For each line of the listing that contains "turbconv", make a copy and return it.

********************

PR #1711, opened 2020-11-05
Fix the ordering of the state in the AtmosModel

### LINKED ISSUE #1494: Implicit time marching method question
# Description

I found some behavior I've been struggling to explain recently, and I wanted to open an issue to track it / allow others to take a look. On [this branch](https://github.com/CliMA/ClimateMachine.jl/compare/ck/EDMFImplicitTest), running

```julia
include("test/Atmos/EDMF/bomex_edmf_demo.jl")
```
runs a matrix of tests:

 - Solver type
   - Explicit timestepper
   - Implicit timestepper

 - `turbconv` submodel prognostic initialization
   - Initialize with 0s
   - Initialize with `NaN`s

What I've found is that the dycore, which receives no fluxes / sources from the `turbconv` model, successfully runs to completion for all cases _except_ with the implicit stepper and `NaN` initialization. The issue I see with this is that, unless I'm somehow misusing the implicit stepper (which I very well may be), the dycore should not see the turbconv model no matter what time stepper is being used. When the dycore breaks, you'll see failed saturation adjustment in the dycore (in `src/Atmos/Model/moisture.jl`).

********************

| SOLUTION TO THE EXERCISE |
 - `turbconv` submodel prognostic initialization
What I've found is that the dycore, which receives no fluxes / sources from the `turbconv` model, successfully runs to completion for all cases _except_ with the implicit stepper and `NaN` initialization. The issue I see with this is that, unless I'm somehow misusing the implicit stepper (which I very well may be), the dycore should not see the turbconv model no matter what time stepper is being used. When the dycore breaks, you'll see failed saturation adjustment in the dycore (in `src/Atmos/Model/moisture.jl`).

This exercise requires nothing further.